A system of equations in algebra is a set of equations with multiple variables. The goal is to find values for these variables that satisfy all the equations simultaneously. In our problem, we're working with two equations that describe ellipses:

• \( 100x^2 + 25y^2 = 100 \)
• \( x^2 + \frac{y^2}{9} = 1 \)

These equations describe two ellipses on the same coordinate plane. Our task is to find the intersection points where both ellipses meet. By rewriting both equations in a standard format and using algebraic techniques, we can determine where the graphs of these ellipses intersect. We'll find the specific pairs \((x, y)\) that simultaneously satisfy both equations. This method is essential in determining solutions that are shared between multiple equations.

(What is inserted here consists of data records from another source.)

PR #1316, opened 2026-06-01
checkpoint: committed-ref topology seam

computermode:
https://entire.io/gh/entireio/cli/trails/472

## Summary

Addresses @pfleidi's review comment on #1311:
> I've been wondering if it would make sense to have a general `committedRef`
> or something similar for rollouts swapping around the write order [...]
> defaulting to the v1.1 ref rather than the v1 branch.

The committed-metadata ref topology — *"the v1 branch is the source of truth
(written and pushed); the v1.1 custom ref is a local-only mirror that reads use
when `checkpoints_version: "1.1"` is opted in, and that is never pushed"* — was
re-derived inline from `settings.MirrorsToV1CustomRef` + the `paths` constants
at five sites. A future rollout phase that swaps the write order (v1.1 ref as
primary) would have meant editing all five in lockstep.

This PR names that topology once and routes every site through it.

## The seam

New `checkpoint.CommittedRefs` value object + resolver:

| Field   | Meaning |
|---------|---------|
| `Primary` | source of truth — written first, pushed/fetched |
| `Read`    | ref committed reads resolve against |
| `Mirror`  | advanced to `Primary` after writes, kept current before reads; empty when there is no mirror (local-only, never pushed) |

**Invariant (holds in both rollout phases):** `Read == Mirror` when a mirror
exists, else `Read == Primary`.

Two entry points: `ResolveCommittedRefs(ctx)` (disk settings) and
`ResolveCommittedRefsFromSettings(s)` (an injected `EntireSettings`, the path
`attach` uses; nil → v1-branch-only).

Sites routed through the resolver:

- `NewCommittedReadStore` → `ResolveCommittedRefs(ctx).Read`
- read-time sync (`syncV1CustomRefForRead` → `syncMirrorForRead(refs)`), gating on `HasMirror()`
- `strategy.mirrorMetadataToV1CustomRef` (hook side, log-only)
- `cli.mirrorToV1CustomRef` (error-returning), now taking the resolved refs
- `attach` / `explain` call sites

After the change, `MirrorsToV1CustomRef` and the two metadata-ref `paths`
constants are referenced for committed-ref topology **only** inside
`committed_refs.go`.

## Behavior is unchanged

Behavior-identical refactor: today `Primary` is always the v1 branch and
`Read`/`Mirror` are the v1.1 custom ref only when `checkpoints_version: "1.1"`
is opted in. Existing read-store, mirror, and sync tests pass unmodified
(beyond a renamed internal helper).

The future **write-order flip** (making the v1.1 ref `Primary`) becomes a
one-site change in `ResolveCommittedRefs`. The flip itself and its push/fetch
semantics are explicitly **out of scope**.

## Design doc

`docs/superpowers/specs/2026-06-01-committed-ref-topology-seam-design.md`
(local-only; that dir is gitignored in this repo).

## Validation

- `mise run check` (fmt + lint + unit/integration + Vogon canary) — green
- New: `TestResolveCommittedRefs`, `TestResolveCommittedRefsFromSettings`

### DIFF
--- a/cmd/entire/cli/attach.go
+++ b/cmd/entire/cli/attach.go
@@ -60,11 +60,13 @@ type attachOptions struct {
 	entireSettings *settings.EntireSettings
 }
 
-func (opts attachOptions) mirrorsToV1CustomRef(ctx context.Context) bool {
+// committedRefs resolves the committed-ref topology for this attach, honoring
+// an injected EntireSettings when present and otherwise reading disk settings.
+func (opts attachOptions) committedRefs(ctx context.Context) cpkg.CommittedRefs {
 	if opts.entireSettings != nil {
-		return opts.entireSettings.MirrorsToV1CustomRef()
+		return cpkg.ResolveCommittedRefsFromSettings(opts.entireSettings)
 	}
-	return settings.MirrorsToV1CustomRef(ctx)
+	return cpkg.ResolveCommittedRefs(ctx)
 }
 
 func newAttachCmd() *cobra.Command {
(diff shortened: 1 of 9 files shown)


pfleidi (approved):
Thanks for doing this!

Ellipses have a standard equation form that helps to identify their size and direction on a coordinate plane. The general standard form of an ellipse is:\[\frac{(x - h)^2}{a^2} + \frac{(y - k)^2}{b^2} = 1\]Here, \((h, k)\) is the center of the ellipse, while \(a\) and \(b\) are the distances from the center to the ellipse along the x-axis and y-axis, respectively. For our ellipses:

• The first equation \( 100x^2 + 25y^2 = 100 \) is rewritten as \( x^2 + \frac{y^2}{4} = 1 \) in standard form.
• The second equation is already in standard form: \( x^2 + \frac{y^2}{9} = 1 \).

In this form, it's easier to visualize and sketch the ellipses, as well as to understand the relationship between the equations, which will facilitate solving the system algebraically.

An algebraic solution involves manipulating the given equations to find common solutions. In the context of our intersecting ellipses, we're solving the system algebraically to find the intersection points.First, both equations are set into standard form, making it easier to simplify and manipulate. We subtract the second ellipse equation from the first to eliminate one variable, which leads us to: \\(\frac{y^2}{4} - \frac{y^2}{9} = 0\). Solving this, we find \(y^2 = 0\), meaning \(y = 0\).

• Substituting \(y = 0\) into \(x^2 + \frac{y^2}{4} = 1\), results in \(x^2 = 1\).
• This gives us \(x = \pm 1\).

Thus, the intersection points where the ellipses meet are \((1, 0)\) and \((-1, 0)\). This algebraic method is effective in handling systems of equations for geometric shapes like ellipses.